Dive Brief:
- For the last several years, Vertex and CRISPR Therapeutics have been co-developing a potential cure for two blood disorders. On Tuesday, the companies said they amended their agreement so that Vertex takes on more of the associated costs, but also more of the profits should the therapy come to market.
- The new agreement directs 60% of development costs and profits from future sales to Vertex, reflecting a 10% increase in both figures. CRISPR is now responsible for 40% of costs and would receive 40% of the profits. The revised terms also hand CRISPR a $900 million upfront payment, with the potential for $200 million more upon the first approval of the therapy, known as CTX001.
- CRISPR's CEO Sam Kulkarni told BioPharma Dive late last year that the companies will submit CTX001 for approval once they've treated enough patients in two ongoing studies, which are testing the therapy in people with sickle cell disease or beta thalassemia. Early results from the studies have shown that a small number of patients with severe forms of these disorders saw their conditions improve after treatment.
Dive Insight:
Vertex, best known for its work in cystic fibrosis, is under increasing investor pressure to branch into other markets.

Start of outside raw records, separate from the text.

PR #1258, opened 2026-04-10
Fix applicationDefaultJvmArgs support

### LINKED ISSUE #765: Support applicationDefaultJvmArgs
### Feature description

The plugin does not support `application.applicationDefaultJvmArgs` 

I'm using `id("io.micronaut.application") version "3.7.10"` with gradle 8.2

mikehearn:
Fixes #765

### DIFF
--- a/minimal-plugin/src/main/java/io/micronaut/gradle/ApplicationPluginUtils.java
+++ b/minimal-plugin/src/main/java/io/micronaut/gradle/ApplicationPluginUtils.java
@@ -28,6 +28,10 @@ public final class ApplicationPluginUtils {
 
     public static List<String> applicationDefaultJvmArgs(Project project) {
         JavaApplication javaApplication = project.getExtensions().findByType(JavaApplication.class);
+        return applicationDefaultJvmArgs(javaApplication);
+    }
+
+    private static List<String> applicationDefaultJvmArgs(JavaApplication javaApplication) {
         if (javaApplication == null) {
             return List.of();
         }
@@ -39,6 +43,7 @@ public final class ApplicationPluginUtils {
     }
 
     public static Provider<List<String>> applicationDefaultJvmArgsProvider(Project project) {
-        return project.provider(() -> applicationDefaultJvmArgs(project));
+        JavaApplication javaApplication = project.getExtensions().findByType(JavaApplication.class);
+        return project.provider(() -> applicationDefaultJvmArgs(javaApplication));
     }
 }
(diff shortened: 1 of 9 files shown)


melix (changes requested):
One reason I didn't investigate this yet is the meaning of "default" JVM args. To me default means that if you have custom args, then the defaults should be ignored. As far as I understand in your PR, the arguments are merged. I'm not saying I'm against this, but minimally this should be listed as a potential breaking change, since applications which didn't have arguments can suddenly have arguments coming by upgrading, that's the reason for requesting changes (release notes).

mikehearn:
Where are breaking changes noted? It's targeted to master which is at 5.0.0-SNAPSHOT, so it should already be only in the next breaking release.

The problem with the current design is that from the user's perspective, they set `applicationDefaultArgs` which is supposed to be the default _for their project_ and then the args are silently eaten by the Micronaut plugin. This is confusing and really shouldn't be an expected behavior. I would expect that if I set the defaults then that's what I get unless I override them myself elsewhere. Micronaut just wipes out my work, currently.

melix:
Right but my comment is not about the fact you _use_ the default args, it's on the _semantics_ of default. If there _are_ arguments, my thinking is that you should not merge, and that default args should only be used if no arguments were provided.

mikehearn:
@melix I see. How does this look?

minimal-plugin/src/main/java/io/micronaut/gradle/ApplicationPluginUtils.java
```diff
@@ -0,0 +1,44 @@
...
+        }
+        var jvmArgs = new ArrayList<String>();
+        for (Object jvmArg : javaApplication.getApplicationDefaultJvmArgs()) {
+            jvmArgs.add(String.valueOf(jvmArg));
+        }
+        return jvmArgs;
+    }
+
+    public static Provider<List<String>> applicationDefaultJvmArgsProvider(Project project) {
+        return project.provider(() -> applicationDefaultJvmArgs(project));
```
melix: :x: Did you try this with the configuration cache? I think since you're using the project in the provider itself, this is going to fail.

mikehearn: Does Micronaut actually fully support the configuration cache? I must admit, I've never been able to get it to work for any project beyond a trivial hello world. Or is the support new in Micronaut 5/Gradle 9?

melix: We support the config cache, yes. There are users who report issues from time to time, so we must make sure to do our best diligence in being compatible.

mikehearn:
@melix OK, I think it's fixed now. I investigated why the tests didn't fail for me locally when it was cache-incompatible. It seemed to be something like, the relevant test can fail but still report true, if the failure is due to some environment thing like not having Docker running.

Anyway, it seems to pass CI now.

alvarosanchez:
@melix please re-review

mikehearn:
@melix Could you approve / merge please?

Among the company's diverse crop of experimental medicines, which target everything from pain to kidney disease to muscular dystrophy, the most advanced one is arguably CTX001.
CTX001 was developed using the high-profile CRISPR gene editing technology, which won a Nobel Prize last year. Though it's still in the earlier stages of human testing, genetic medicines have been able to secure approval based on relatively small amounts of patient data — provided their benefit is substantial.
In the case of CTX001, data presented in December from those two ongoing studies were positive. In the one study, seven patients with beta thalassemia, a disease that causes low levels of oxygen throughout the body, no longer needed blood transfusions for months after receiving CTX001.
In the other, three sickle cell patients treated with CTX001 also went months without experiencing a common and painful symptom of the disease known as a vaso-occlusive crisis.
As more data are collected, the revised agreement announced Tuesday suggests Vertex has more confidence that CTX001 will be approved and sell well once it's on the market. In a statement, the company said it plans to "maximize the potential for CTX001" by using "the breadth" of its experience manufacturing new drugs, getting them approved and selling them.
"We see a significant commercial opportunity for CTX001, and we believe we will be able to further enhance that opportunity by fully leveraging the breadth of Vertex’s capabilities," Jeffrey Leiden, Vertex's executive chairman, said in the April 20 statement.
But Brian Skorney, an analyst at Baird, had a less favorable view of the deal. In a research note, Skorney wrote the $900 million payment for an extra 10% in future profits implies that Vertex sees CTX001 as a more than $9 billion opportunity, which might be lofty.
Sales performance of the few gene therapies that have reached markets has been mixed. Zolgensma, sold by Novartis, has done well, with sales approaching $1 billion last year. But two others, Luxturna in the U.S. and Zynteglo in Europe, haven't brought in much for their developers while two earlier treatments, Glybera and Strimvelis, never got off the ground.
"Today's CRISPR deal doesn't appear to be particularly compelling," Skorney wrote in a note to clients. "While we acknowledge that CTX001 has produced encouraging clinical data, we believe this valuation is steep for an asset in a highly competitive space, with a limited portion of the patient population likely to receive gene therapies."
Vertex, with its four marketed treatments for cystic fibrosis, last year recorded $6.2 billion in net product revenue. The company has said it expects net product revenue to reach about $6.8 billion in 2021.